I’m quite new to KNIME and I’d like to use an LSTM NN for multivariate time series forecasting, however, I’m not sure how to convert my data for this.
Basically I have an excel table with variables as columns and the time steps as rows, and I would like to forecast the number of sales for the next few time steps.
Now, if I understood correctly the LSTM takes the input [time, input_dim], so would that time be the steps I’d like to forecast (e.g. 4 weeks, 1 month etc.) or the time steps I use for training? And input_dim would be the number of variables I have?
Secondly, I’m not sure how to normalize my data. I would like to use e.g. number of sales, temperature, day of the week etc., so I thought I needed to normalize that to values between 0 and 1.
However, if I just feed that normalized data into to the Keras Network Learner node, I get an error because it is not in the integer data format. If I transform the data to integer, it’s not really useful.
I’m guessing I need to convert my data in a different way but I’m a bit lost as to how…
Any help would be greatly appreciated.
Thank you in advance.
The LSTM takes an input of the shape
(time, input_dim). The
time is the number of timesteps you want to give as a model input while
input_dim is the number of features per timestep (as you said correctly).
This means that every row in your training table has to contain a whole time series of the length
time and the value (/values) you want to predict for this time series. (
time * input_dim columns). Note that you can generate many of these small training time series examples from your whole time series.
Your way of normalizing the data sounds fine to me. Make sure to select the right converter in the ‘Keras Network Learner’ node. Probably ‘From Number (double)’ or ‘From Collection of Number (double)’ (if you combine your data into a collection column) and not ‘From Collection of Number (integer) to One-Hot Tensor’. Also make sure that your input layer has set ‘Float 32’ as data type.
Thank you a lot for your help!
That helped clear things up for me.
One additional question, again, I’m not sure if I’m transforming the data correctly here…
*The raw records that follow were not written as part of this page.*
PR #672, opened 2016-05-04
BackgroundList: Fix preview scale factor.

danpla:
In Python 2, int(x) / int(y) always returns 0 if y > x.


achadwick:
I don't see much difference, but I guess this is safe... ☺

pull672

danpla:
Try with 128x128 background (upscaled `03_check2.png`):
03_check3

Before/after:
2016-05-14-225451_1600x900_scrot 2016-05-14-225541_1600x900_scrot

achadwick:
Thanks for the explanation too :smile:

PR #688, opened 2016-05-30
Standardize NumPy imports

QuLogic:
The convention is `import numpy as np`, so use that instead of the various other forms.

### DIFF
--- a/gui/freehand.py
+++ b/gui/freehand.py
@@ -11,8 +11,6 @@
 ## Imports
 
 import math
-from numpy import array
-from numpy import isfinite
 from lib.helpers import clamp
 import logging
 from collections import deque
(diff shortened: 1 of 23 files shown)


gui/freehand.py
```diff
@@ -772,8 +772,8 @@ def _interpolate_p0_p1(self):
                 t, x, y = np[0:3]
                 p, xt, yt = spline_4p(
                     float(t - t0) / dt,
-                    array(pt0p[3:]), array(pt0[3:]),
-                    array(pt1[3:]), array(pt1n[3:])
+                    np.array(pt0p[3:]), np.array(pt0[3:]),
+                    np.array(pt1[3:]), np.array(pt1n[3:])
```
achadwick: I can't merge this PR yet due to the variable shadowing here.

achadwick:
@QuLogic 
Please can you rebase against master then make sure the test case still runs? Thanks.

gui/freehand.py
QuLogic: Oops, should be fixed now.

achadwick:
Thanks, looking good. :+1:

I was able to get my network working for 1 time step, however when I tried to use it for more than one (5 in my case), I received an error message “For non-scalar data values, only single column selection is supported.”.
I used the Column Lag and Create Collection Column node to transform the data, so the input data is now “List (Collection of: Number (double)”.
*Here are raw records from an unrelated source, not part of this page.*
PR #689, opened 2016-05-30
Python 3, stage 1 compatibility

QuLogic:
Most of stage 1 from [`futurize`](http://python-future.org/). I did not apply the `absolute_import` setting yet because mypaint is rife with relative imports and that would balloon this PR. Also, haven't fully reviewed the `division` setting yet.

These changes are confined to the files in which they actually make a difference. I will put blanket changes like enabling `print_function` across the code base in a separate PR where it will be easier to see just those changes.

This depends on #688 due to conflicts.

### DIFF
--- a/gui/application.py
+++ b/gui/application.py
@@ -444,7 +444,7 @@ class Application (object):
             jsonstr = open(settingspath).read()
             try:
                 return helpers.json_loads(jsonstr)
-            except Exception, e:
+            except Exception as e:
                 logger.warning("settings.json: %s", str(e))
                 logger.warning("Failed to load settings: using defaults")
                 return {}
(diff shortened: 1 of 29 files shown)


QuLogic:
Rebased to fix conflicts.

achadwick:
Okay, thanks again. I did a quick check to make sure everything's OK, hope I've not missed anything.

KuyaMarc:
I made a Quick Fix...
I don't know if someone already has a solution, but I quickly made a "Quick Fix".

When I see the following:
```
  File "/usr/local/bin/mypaint", line 29
    from __future__ import print_function
SyntaxError: from __future__ imports must occur at the beginning of the file
```

I enter the following statement:
**`sudo sed -i -e 's/from __future__/#from __future__/g' /usr/local/bin/mypaint`**

Then, of course, I am using Debian Linux and am not printing!

I am compiling & testing MyPaint in the following systems, with my Genius EasyPen i405X.
- 64-bit Debian Linux 9 "Stretch" 
- 32-bit Raspbian Linux 8 "Jessie" (Raspberry Pi Model B 512MB)
- 32-bit Debian Linux 8 "Jessie"

And I don't have a printer. Have a Nice Day!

I’m again not sure if this was correct, but I didn’t receive an error about the input shape (I sometimes received an error when the input elements weren’t matching the input neurons).
So I guess my input shape was not completely wrong? (5, 14) in this case, because I would like to use 5 time steps and 14 input dimensions.
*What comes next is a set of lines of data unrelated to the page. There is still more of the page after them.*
PR #690, opened 2016-05-30
 	py3k: Add print __future__ import to all files.

QuLogic:
This follows on from #689, so it's pretty large; it'll make more sense once that one is merged. Only the last commit is really important here.


achadwick:
Thanks again ☺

Again, thank you in advance.
if you use the “From Collection” converter the whole input data has to be in one collection. You could split the collection columns and use the “From Number (double)” converter with all columns selected.
I have to admit that for two dimensional inputs (which aren’t images) it’s kind of ugly right now. We are working on making that better.
ah, I see, thank you very much :).
That’s okay, it’s great to be working with KNIME anyway.